Por décadas tenho participado, como palestrante ou espectadora, dos seminários organizados pelos pesquisadores da FCRB. São sempre encontros especialmente antenados com o que de novo surge nas investigações sobre arte, literatura, História e, mais recentemente, políticas culturais. Falo das áreas que me dizem respeito, porque são as que conheço melhor. A cada um desses agradáveis e provocantes encontros, me espanta o ânimo dos organizadores, capazes de contornar as inúmeras dificuldades que existem no serviço público, especialmente nas instituições federais, para que se convidem palestrantes estrangeiros, se ofereça hospedagem a quem não é do Rio e assim por diante. É o estímulo que nos oferecem que nos leva à Rua São Clemente.
Pesquisas da casa são referência imprescindível
Nos últimos anos, como parecerista e representante da área de Letras, primeiro na Faperj e agora no CNPq, tenho tido oportunidade de conhecer projetos de pesquisa e de publicações realizados pela FCRB e constatar a alta qualificação dos autores e coordenadores de projetos, o ineditismo das propostas e a seriedade impecável do cumprimento de suas realizações.

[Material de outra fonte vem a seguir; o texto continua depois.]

PR #1483, opened 2024-10-17
Fix wrong ordering of platforms

### LINKED ISSUE #1450: [Bug] Wrong ordering of platform on Scala Native 0.5
### Current behavior

https://index.scala-lang.org/scalameta/munit-scalacheck/artifacts/munit-scalacheck?stable-only=true

image

### Expected Behavior

`Scala Native 0.5` should be on top of `Scala Native 0.4`

### Extra comments

_No response_

### Search terms

_No response_

ayushkoli772:
Changes to fix #1450 - 
Screenshot from 2024-10-18 01-15-39

@adpi2 Please review

### DIFF
--- a/modules/template/src/main/twirl/scaladex/view/project/artifactsFilters.scala.html
+++ b/modules/template/src/main/twirl/scaladex/view/project/artifactsFilters.scala.html
@@ -15,7 +15,7 @@
   <select class="selectpicker" name="binary-versions" 
     title= "@params.binaryVersionsSummary.getOrElse("Scala Versions")" multiple data-style="btn-secondary" data-actions-box="true" data-selected-text-format="static"
     onchange="this.form.submit()">
-    @for((platform, binaryVersions) <- allBinaryVersions.sorted.groupBy(_.platform)) {
+    @for((platform, binaryVersions) <- allBinaryVersions.sorted.groupBy(_.platform).toSeq.sortBy(_._1).reverse) {
       <optgroup label="@platform">
         @for(binaryVersion <- binaryVersions.reverse) {
             <option value="@binaryVersion.label"


modules/template/src/main/twirl/scaladex/view/project/artifactsFilters.scala.html
```diff
@@ -15,7 +15,7 @@
   <select class="selectpicker" name="binary-versions" 
     title= "@params.binaryVersionsSummary.getOrElse("Scala Versions")" multiple data-style="btn-secondary" data-actions-box="true" data-selected-text-format="static"
     onchange="this.form.submit()">
-    @for((platform, binaryVersions) <- allBinaryVersions.sorted.groupBy(_.platform)) {
+    @for((platform, binaryVersions) <- allBinaryVersions.sorted.groupBy(_.platform).toSeq.sortBy(_._1).reverse) {
```
adpi2, line 18: I don't think we need to sort it twice. The first `.sorted` call should be enough, although it may need to be reversed. Otherwise we can remove it and only keep the `sortBy(_._1).reverse`. But I think I would prefer to keep the first one.

adpi2 (commented):
Hello Ayush, I am glad to see you there again :)

ayushkoli772:
> Hello Ayush, I am glad to see you there again :)

Hello Adrien! Im glad to see you too :)

modules/template/src/main/twirl/scaladex/view/project/artifactsFilters.scala.html
ayushkoli772: Correct me if im wrong. 

First `.sorted` will sort the binary versions and then the `sortBy(_._1).reverse` will sort the grouped platforms. So output of this approach will be binary versions are in sorted order and the platforms will also be sorted that way Scala Native 0.5 will always appear before Scala Native 0.4.

Alternative to this approach will be sorting the grouped platforms based on the max version in each platform group and then sort the binary versions to show the latest first. It can be done by something like this- `allBinaryVersions.groupBy(_.platform).toSeq
      .sortBy { binaryVersions.map(_.version).max }`
Output of this approach will be binary versions are in sorted order and the platforms will be sorted based on which platform has latest/max binary version. So Scala Native 0.5 will be over Scala Native 0.4.

What do you think?

adpi2: > First .sorted will sort the binary versions and then the sortBy(_._1).reverse will sort the grouped platforms

The binary versions is composed of the platform and the language. So sorting the binary version should also sort the platforms and we should not need to sort them again. But then the `.groupBy`  creates a `Map` which does not preserve the order. So I think the solution here is to remove the first `sorted`:

```suggestion
    @for((platform, binaryVersions) <- allBinaryVersions.groupBy(_.platform).toSeq.sortBy(_._1).reverse) {
```

> Alternative to this approach will be sorting the grouped platforms based on the max version in each platform group and then sort the binary versions to show the latest first.

There already is an `Ordering[Platform]` defined as : https://github.com/scalacenter/scaladex/blob/a306d3cd9ea23a206b1ece15f18309f6b8483bfa/modules/core/shared/src/main/scala/scaladex/core/model/Platform.scala#L81-L87

We should better use it than redefining a custom one here.

adpi2:
Superseded by #1484

PR #1492, opened 2024-11-05
Separate developers by |

Philippus:
but don't leave a trailing |

I think this should fix the trailing | behind the last developer.

Scherm­afbeelding 2024-11-05 om 17 13 10


adpi2 (approved):
LGTM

O principal mérito da instituição, a meu ver, foi ter, ao longo dos anos, construído um perfil próprio, com objetos de pesquisa focados e continuidade. Estudos sobre o Rio de Janeiro, sobre a República, sobre a imprensa no Brasil, sobre a literatura do século XX e, agora, do século XXI, com forte ênfase em textos e documentos da Primeira República, têm nas pesquisas da FCRB uma fonte de referência imprescindível. Acervos e bibliotecas abrigados e investigados pelos profissionais da Casa são muitas vezes coleções únicas e, sem acesso a elas, seja no estudo da preciosa coleção de literatura de cordel, seja na manipulação de revistas de outros séculos, diversos trabalhos de gerações de pesquisadores não poderiam ter sido concluídos.
Sendo de Letras, não posso deixar de destacar a importância de haver na FCRB um setor de Filologia. Os estudos de Filologia estão praticamente extintos no Brasil. Na Casa Rui trabalha-se com estabelecimento de texto, mas em momento algum os estudos literários separam-se da reflexão teórica mais contemporânea. Isso é raro, especialmente porque os resultados de pesquisas são partilhados em publicações e seminários e confrontados com investigações de outras instituições. Tudo isso convive com a democratização do saber que significa a difusão online de revistas como a “Escritos” ou o site “Machado de Assis em linha”. Além de ensaios dos pesquisadores, que não se agarram à propriedade de seus estudos. Sempre com um padrão gráfico de excelência, no papel ou na internet, que só um artista plástico do maior destaque poderia garantir.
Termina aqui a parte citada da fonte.